Plants and animals are two different types of organisms. Plants are autotrophic organisms, so prepare their own food by photosynthesis. Moreover, plants are stationary or fixed organisms; they do not have to move from place to place in search of their food. Since they do not consume or need much energy, so most of the plant tissues are supportive, which provides them with structural strength. Most of these tissues such as the xylem, phloem, sclerenchyma, and cork are dead tissues; they do not contain living protoplasm. Animals, on the other hand, are heterotrophic organisms. They have to move in search of food, mate, and find shelter, so they need more energy compared to plants. Most of the tissues they contain are living (i.e., they have living protoplasm).

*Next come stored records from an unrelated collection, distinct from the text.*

PR #1776, opened 2026-07-11
feat(social): player menu, chat mute, and AI / streamer account flair

CharlieSaxton:
## Summary

Two bodies of work on one branch. Both are about **who you are talking to in chat**, which is why they ship together.

### 1. Personal chat mute, clickable names, remote Player Info (the original scope)

Adds a personal chat **mute** as the light sibling of the existing **block**, makes chat sender names **clickable and tappable** (they were right-click only, so a phone player could not open the menu at all), and makes **Player Info work for someone who is not standing next to you**.

| | Mute (new) | Block (existed) |
|---|---|---|
| Slash | `/mute`, `/unmute`, `/mutelist` | `/block`, `/unblock`, `/blocklist` (aliases `/ignore`, `/unignore`, `/ignorelist`) |
| Hides | their public chat + their overhead bubble | that, **plus** whispers, invites, mail, and mutual `/who` |
| Coexists with friendship | yes | no |

**`/ignore` aliases BLOCK, never mute.** "Ignore" is already this game's word for a block everywhere a player can see it. Aliasing it to the chat-only mute would have meant a harassed player reaching for `/ignore` silently got the *weaker* tool while believing they had blocked their harasser.

Two subtleties: whispers and `/roll` ride the same `chat` SimEvent as public chat, so the filter gates on the **channel**, not the event type. And guild/officer chat never passes through `routeEvents`, so it consults the mute list at its own fan-out site.

### 2. Operator-set AI and streamer account flair (new)

An admin finds an account in the dashboard's existing search, clicks in, and marks it.

**AI accounts are DISCLOSED.** An animated-rainbow `[AI]` tag renders immediately before the player's name in **chat, on the overhead nameplate, and on the target unit frame**. One shared `.ai-tag` class serves all three: nameplates turn out to be positioned DOM divs, not canvas textures, so the gradient is compositor-animated and costs no repaint.

Because it is a *disclosure* and not decoration, the tag carries `role="img"` plus an `aria-label` naming the meaning. A `title` alone is announced inconsistently on a non-focusable span, and a screen-reader user would otherwise hear the player's name with **no indication a bot is behind it**. There is deliberately no player opt-out: a disclosure a viewer can switch off is not a disclosure.

**Streamers get no chat marker**, by design. Their Twitch / X / Kick / YouTube links appear as icon rows in the player context menu (opened from a chat name *or* a nameplate), and only the platforms that actually have a link are shown.

## Two things worth a reviewer's attention

**The streamer URLs are the security surface.** They are operator-entered text that ends up in `window.open` on every player's client. `normalizeStreamerLink` (`src/sim/account_flair.ts`) is the single boundary and runs at **four** independent points: the admin write, the wire encode, the render, and again at click. It is https-only against an *exact* per-platform hostname allowlist (never a suffix match), rejects embedded credentials, and is length-capped. The `href` is deliberately **never** interpolated into HTML, because a single quote survives URL normalization; a mutation-verified guard pins that, since one careless `href="${...}"` in a future refactor is all it would take.

**Flair rides two seams, and it has to.** Entity identity fields (`ai` / `slk`) cover players inside interest scope and re-broadcast for free on the identity diff, so an operator's flip lands on connected clients with no reconnect. A sparse `flair` on the chat event covers senders *outside* it, which is the whole point: `/general`, `/world`, `/lfg` and guild chat reach you from players who have no local entity record. An ordinary player's chat line is byte-for-byte unchanged on the wire.

## Known caveat (operator-facing)

The client's by-name flair cache is **add-only from chat**, so revoking a streamer's flag leaves their links in the menu of a client that has only ever *heard* them in chat, until that player enters interest scope or the client reloads. It **cannot** produce a phantom `[AI]` tag (the tag renders from the per-event payload, never the cache). The alternative, stamping an explicit empty flair onto every chat line of every player forever, costs more than it buys. Flagging it here so "I revoked it and it is still showing" does not arrive as a bug report.

## Related issues

Part of #1777 (Release v0.25.0).

## Type of change

- [x] Bug fix (the online/offline mute-list collision; party invite from a chat name outside interest scope; a pre-existing `parseInt` radix error in `scripts/sfx_conform.mjs` that was failing the changed-files lint gate)
- [x] Tests

## How was this tested?

- **Commands:** full `vitest` (**12422 passed, 0 failed**), `tsc --noEmit` clean, `check:admin` 0 errors, `security:gate` PASS, `biome ci --changed` 0 errors, all three builds. `npm run gate` is green on every step it reaches; it stops at a **pre-existing** `sfx check` failure that also fails on the `release/v0.25.0` tip, is unrelated to this diff (no audio files touched), and is not a step CI runs.
- **Release-tier i18n verified**, not just PR-tier: `I18N_RELEASE_TIER=1` is green (`pending=0`). Worth calling out because an English-only PR passes the PR gate and then turns the release branch red on merge.
- **`background-clip: text` verified in the shipped minified bundle**, not assumed: both `-webkit-` twins, the `--motion-scale` / `--fx-ambient-anim` ambient contract, and the reduced-motion and forced-colors arms all survive Lightning CSS.
- **Reviewed by** `privacy-security-review` (which threw 32 hostile payloads at the validator, including Cyrillic homographs, `java\tscript:`, trailing-dot hosts and `https://twitch.tv@evil.com/` - all rejected), `migration-safety`, `cross-platform-sync`, and the `qa-checklist` gate. No critical findings; every should-fix is resolved.
- **Three load-bearing wire lines are now pinned by mutation-verified tests.** The guild/officer chat decoration, the `routeEvents` decoration, and the entity identity encoder could each previously be **deleted with the full suite still green**. Each was deleted, confirmed red, restored, confirmed green.

## Screenshots / recordings

**Not yet attached.** This is a visual change (the `[AI]` tag in chat / on nameplates / on the target frame, and the stream-link rows in the player menu), so desktop and mobile shots still need capturing before merge.

## i18n

English plus **real translations for every locale**, no English placeholders. Six new game keys (`hudChrome.playerMenu.*`) filled across all 18 base overlays; 35 new admin keys filled across all 20 admin overlays. `pending=0` at release tier.

The one deliberate exception: `streamer` / `Streamer:` stay as the loanword in Czech, Danish, Spanish, Indonesian, Italian, Dutch, Polish, Portuguese, Swedish, Vietnamese and German, and are registered as cognates in `scripts/i18n_blocked_seed.mjs`. The native calques ("retransmisor", "nadawca", "uitzender") are not what an operator would ever say. Locales that *do* have a real native word for it (French "streameur", Turkish "yayinci", plus ru/ja/ko/zh) are translated normally.

https://claude.ai/code/session_01SoPDX3RkTfvNNfJGfnfKhZ


Rubsey (commented):
This is unusually careful work. I checked the load-bearing claims against the code rather than the description, ran the touched suites, and they hold up.

**What I confirmed**

- The security surface (an operator URL reaching `window.open`): `normalizeStreamerLink` is an exact-host https allowlist, never a suffix match, rejects credentials and non-https, and is length-capped. It genuinely runs at all four points, the admin write in `moderation_db.setAccountStreamerFlair` (which throws and 400s on any bad link rather than dropping it), the wire encode, the row build, and again at click in `openStreamerLink` before `window.open(url, '_blank', 'noopener,noreferrer')`. The href stays out of HTML: `ctxItemHtml` interpolates only the fixed enum id, the registry icon, and an `esc()`d label, and every name is `esc()`d. I could not find an XSS path.
- Wire parity: `ai`/`slk` round-trip (`identityFields` encode against `applyWire` decode, re-sanitized on receipt), and the chat flair rides both fan-out sites, `routeEvents` and the guild/officer `deliver()` that bypasses it. `aiAccount`/`streamerLinks` follow the same optional cosmetic-identity convention as `devTier`/`githubLogin`, so there is no `blankEntity` gap. The IWorld additions (`ignoreAdd`/`ignoreRemove`/`accountFlair`/`characterProfile`, `SocialInfo.ignores`) exist in both `Sim` and `ClientWorld`.
- Determinism/purity: `src/sim/account_flair.ts` is zero-import and host-agnostic, iterates the fixed `STREAMER_PLATFORMS` tuple only, and the sim never branches on flair. The `architecture.test.ts` line is a tightening (adds `chat_ignore_core.ts` to the pure-core scan), not a loosening.
- DDL is additive and idempotent; `ignores` is a net-new table (no `mutes` ever existed on the base, so the rename is not a data migration), and `loadAccountFlair` is back-compat. SQL is parameterized throughout, JSONB bag included.
- Tests: 399/399 pass on the touched files. The mutation-verified pins are decisive, not self-comparisons, the exhausted-bucket refusal of the four writes, the six-verb dispatch spies, the ignore-keeps-friend vs block-evicts contrast against `SocialService`, and the exact `ai`/`slk` and bare-ordinary-line wire assertions. play.html parity holds via the shared `hud.css` barrel and the css_corpus PLAY manifest.

**Findings**

- should-fix (to land, not the code): the branch is conflicting against `release/v0.25.0` (the base moved after the last merge). The real conflicts are `server/game.ts`, `server/social.ts`, `src/net/online.ts`, `src/ui/hud.ts`, `src/ui/social_window.ts`, `src/world_api.ts`, the two sfx scripts, plus the mechanical i18n trio and goldens. It needs a fresh base merge, an i18n rebuild, and a golden re-mint before it can go in.
- nit: the hostile-payload suite covers scheme, credentials, lookalike subdomain, host-in-path, host-in-query, over-length, and cross-platform mismatch, but the two cases the description names, Cyrillic homograph and trailing-dot host, are not pinned by a committed test. The code rejects both correctly via the exact-host allowlist (the same mechanism the lookalike-subdomain case already exercises), so this is optional belt-and-suspenders, not a behavior gap.
- nit: `/ignore` or `/block` typed with no name still consumes a chat token before the usage notice (`handleChatFilterCommand` charges any write-kind, then prints usage on the empty name). Harmless, and possibly intended as anti-spam, flagging only in case it was not.
- note: the screenshots you flagged are still worth capturing before merge, since the `[AI]` tag and the stream rows are the visible surface.

Nice touches worth calling out: the add-only-from-chat flair cache with the phantom-tag reasoning, the three-valued links contract with the array guard living next to the SQL, and the deliberate `/ignore` means block rather than mute naming split.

Differences between Plant and Animal Tissues
|1. In plants, dead supportive tissues are more abundant as compared to living tissues.
|1. In multicellular animals living tissues are more common as compared to dead tissues.
|2. They require less maintenance energy.
|2. They require more maintenance energy.
|3. There is a differentiation of meristematic and permanent tissues.
|3. Such differentiation is absent in them.
|4. Due to the activity of meristematic tissues plants continue to grow throughout life.
|4. Animals do not show growth after reaching maturity. Reparative growth is, however, present.
|5. Organisation of plant tissues is simple.
|5. Organisation of animal tissues is complex with the development of more specialized and localized organs and organ systems.
|6. Tissue organization is meant for the stationary habit of plants.
|6. Tissues organization is targeted towards the high mobility of animals.
Further, there are some tissues in plants that divide throughout life. They divide for the growth and reproduction of the plants. Such ever-dividing tissues are localized in certain regions of the plant body. Thus, based on the dividing capacity of the tissues, various plant tissues can be classified as meristematic and permanent tissues. In contrast to plants, growth in animals is uniform. So there is no such demarcation of dividing and non-dividing regions in animals.